» **ACTIVITY**: Return the run of lines below that opens with the line containing "Lightning Migration" and closes with the line containing "- [x] Change the", keeping each one exact.
┌──
PR #792, opened 2022-09-26
Lightning Migration

karl-richter:
### v0 Todos
- [x] Change TimeNet parent from PyTorch Module to PyTorch Lightning
- [x] Add PyTorch Lightning functions to TimeNet (eg. training_step)
- [x] Add Lightning Trainer in forecaster
- [x] Change train and predict functions in forecaster to use the Lightning Trainer
- [x] Change the prediction logic in forecaster.py 
- [x] Handle `minimal` mode, eg. `_train_minimal(...)`
- [x] Return metrics in `_train(...)`
- [x] Define epochs, batch, lr (etc.) correctly in trainer (when not provided) + move to fit() method

### v1 Todos
- [x] Remove outdated code
- [x] Change model saving and loading from checkpoint [Checkpointing](https://pytorch-lightning.readthedocs.io/en/stable/common/checkpointing_basic.html)
- [x] Add support for all Lightning loggers (eg. Tensorboard)
- [x] Learning rate range finder
- [x] Use correct batch_size
- [x] Regularisation loss fixed
- [x] Pass denomralization as function
- [ ]  Support the `self.metrics.add_specific_target` function when `highlight_forecast_step_n` is defined

### v2 Todos (separate PRs)
- [ ] Continue training mode #828 
- [ ] Support additional training Loggers (eg. TensorBoardLogger) #830 
- [ ] GPU support
- [ ] Early stopping

### Changes 
- Use the Lightning logic for training, evaluation and prediction (removes training logic from forecaster.py) [Docs](https://pytorch-lightning.readthedocs.io/en/latest/)
- Use torchmetrics to calculate metrics (instead of using the custom metrics object) [Docs](https://torchmetrics.readthedocs.io/en/stable/)
- Use the Lightning built-in progress bar for training live loss (use the rich progress bar instead of the custom tqdm progress bar and the default lightning tqdm progress bar due to issues in Jupyter notebook) [Docs](https://pytorch-lightning.readthedocs.io/en/stable/common/progress_bar.html)
- Use a custom logger for Lightning to collect metrics in a dictionary (the default logger saves and checkpoints the model automatically, which we dont always want)
- Added support for early stopping using the Lightning loss monitor (with that we can close #289)
- Use the Lightning built-in Learning rate finder [Docs](https://pytorch-lightning.readthedocs.io/en/1.4.5/advanced/lr_finder.html)

**Before**
The training logic is contained in `forecaster.py`, manually iter through epochs and batches. The `train_epoch()` function directly calls `forward()` on the TimeNet model. Optimization happens manually in `train_epoch()`. 

```mermaid
flowchart LR
    subgraph TimeNet
    forward
    end
    subgraph NeuralProphet
    fit --> _train
    _train --> _train_epoch
    _train_epoch --> forward
    predict --> _predict_raw
    _predict_raw --> forward
    end
```

**After**
The training loop is abstracted using the Lightning training logic. Init a Lightning `Trainer` object that can run the training loop automatically. Calling the `fit()` method on the Lightning trainer executes the `training_step()` function of the model using the correct epoch and batch. Optimization and parameter updates happen automatically after the `training_step()` function. The whole training logic is abstracted away. Lightning provides useful tools such as a progress bar, a learning rate finder, early stopping, GPU support etc.

```mermaid
flowchart LR
    subgraph TimeNet
    configure_optimizers
    training_step --> forward
    predict_step --> forward
    end
    subgraph LightningTrainer
    tune --> configure_optimizers
    fit_[fit] --> training_step
    predict_[predict] --> predict_step
    end
    subgraph NeuralProphet
    fit --> _train
    _train --> tune
    _train --> fit_
     predict --> _predict_raw
     _predict_raw --> predict_
    end
```


neuralprophet/configure.py
```diff
@@ -161,19 +171,41 @@ def set_auto_batch_epoch(
...
-            div_factor=100.0,
-            final_div_factor=5000.0,
+    def set_optimizer(self):
+        """
+        Set the optimizer and optimizer args. If optimizer is a string, then it will be converted to the corresponding torch optimizer.
+        The optimizer is not initialized yet as this is done in configure_optimizers in TimeNet.
+        """
+        self.optimizer, self.optimizer_args = utils_torch.create_optimizer_from_config(
+            self.optimizer, self.optimizer_args
+        )
```
karl-richter, line 181: @ourownstory I would propose to move the logic from `create_optimizer_from_config` directly into the `set_optimzer` function since that's how we also handle it for `set_loss_func` and the other setter functions. What do you think?

neuralprophet/configure.py
```diff
@@ -161,19 +171,41 @@ def set_auto_batch_epoch(
...
+        """
+        Set the lr_finder_args.
+        This is the range of learning rates to test.
+        """
+        self.lr_finder_args.update(
+            {
+                "min_lr": 1e-7,
+                "max_lr": 100,
+                "num_training": 50 + int(np.log10(100 + dataset_size) * 25),
+            }
```
karl-richter, line 208: Currently this does not allow the user to overwrite the default `min_lr` etc., should we allow the user to change it or are we fine with keeping it static for now.

neuralprophet/logger.py
```diff
@@ -0,0 +1,54 @@
...
+from pytorch_lightning.utilities.distributed import rank_zero_only
+from pytorch_lightning.loggers.logger import rank_zero_experiment
+
+
+class MetricsLogger(Logger):
+    def __init__(self):
+        super().__init__()
+
+        self.history = collections.defaultdict(list)
+        self.checkpoint_path = None
```
karl-richter, line 14: Info: The default Lightning loggers do not maintain the provided logs in-memory but directly store them to a file. Since we want to access the metrics directly after training and not necessarily want to persist them, I defined a custom logger that maintains the logs in-memory. This allows us to access them right after training by calling `logger.history`

neuralprophet/metrics.py
```diff
@@ -4,10 +4,17 @@
...
 import logging
+import torchmetrics
 
 log = logging.getLogger("NP.metrics")
 
+METRICS = {
+    "MAE": torchmetrics.MeanAbsoluteError(),
+    "MSE": torchmetrics.MeanSquaredError(squared=True),
+    "RMSE": torchmetrics.MeanSquaredError(squared=False),
+}
```
karl-richter, line 15: Info: We use torchmetrics to log metrics during training. Torchmetrics was originally part of the Lightning package but moved into a seperate package to reduce complexity. It is maintained by the same authors.

neuralprophet/time_net.py
```diff
@@ -767,6 +830,165 @@ def compute_components(self, inputs):
...
+        # Calculate loss
+        loss, reg_loss = self.loss_func(inputs, predicted, targets)
+        # Metrics
+        if not self.minimal:
+            predicted_denorm = self.denormalize(predicted[:, :, 0])
+            target_denorm = self.denormalize(targets.squeeze(dim=2))
+            self.log_dict(self.metrics_train(predicted_denorm, target_denorm), **self.log_args)
+            self.log("Loss", loss, **self.log_args)
+            self.log("RegLoss", reg_loss, **self.log_args)
+        return loss
```
karl-richter, line 862: Info: The `_step` functions are used by Lightning to execute the training procedure. After the `training_step`, Lightning automatically calls the optimizer and learning rate scheduler to update the model parameters.

neuralprophet/time_net.py
```diff
@@ -767,6 +830,165 @@ def compute_components(self, inputs):
...
+                max_lr=self.learning_rate,
+                epochs=self.trainer.max_epochs,
+                steps_per_epoch=steps_per_epoch,
+                **self.config_train.scheduler_args,
+            ),
+            "name": "learning_rate",
+            "interval": "step",
+        }
+
+        return [optimizer], [lr_scheduler]
```
karl-richter, line 919: Info: The optimizer and scheduler are only initialized here, since `self.learning_rate` is accessed and tuned by the learning rate scheduler. Further, args such as the number of steps per epoch are only available at runtime in the trainer object and not before the model is trained.

neuralprophet/utils.py
```diff
@@ -1,35 +1,43 @@
...
-        >>> save(model, "test_save_model.np")
+        >>> save(forecaster, "test_save_model.np")
     """
-    torch.save(model, path)
+    # Remove non-serializable components (model, trainer, metrics)
+    for attr in ["metrics", "model", "trainer"]:
+        setattr(forecaster, attr, None)
+    # Add the model back in after saving (workaround for PyTorch Lightning)
+    forecaster.model = time_net.TimeNet.load_from_checkpoint(forecaster.metrics_logger.checkpoint_path)
+    torch.save(forecaster, path)
```
karl-richter, line 40: The Lightning objects cannot directly be serialized (because some tensors are still in grad-mode), thus they are removed from the NeuralProphet object. Workaround: After reading the model from a checkpoint however, we can make it part of the forecaster again.

PR #793, opened 2022-09-27
[Feature] Plot quantiles for very last forecast

judussoari:
-always plot last quantiles (before: only in case of highlight_forecast=None)

-fixed plot labels in plot_last_forecast()


judussoari:
I am not sure why the project codecov is lower because my changes are fully covered. As this is just an insignificant difference, I'd ask the reviewers to give their ok if everything else is fine!

ourownstory (changes requested):
Looks good, please just add one example plot to plotly tutorial.

judussoari:
Resolved in PR #829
└──
» **WRITTEN ANSWER**:
Lightning Migration

karl-richter:
### v0 Todos
- [x] Change TimeNet parent from PyTorch Module to PyTorch Lightning
- [x] Add PyTorch Lightning functions to TimeNet (eg. training_step)
- [x] Add Lightning Trainer in forecaster
- [x] Change train and predict functions in forecaster to use the Lightning Trainer
- [x] Change the prediction logic in forecaster.py 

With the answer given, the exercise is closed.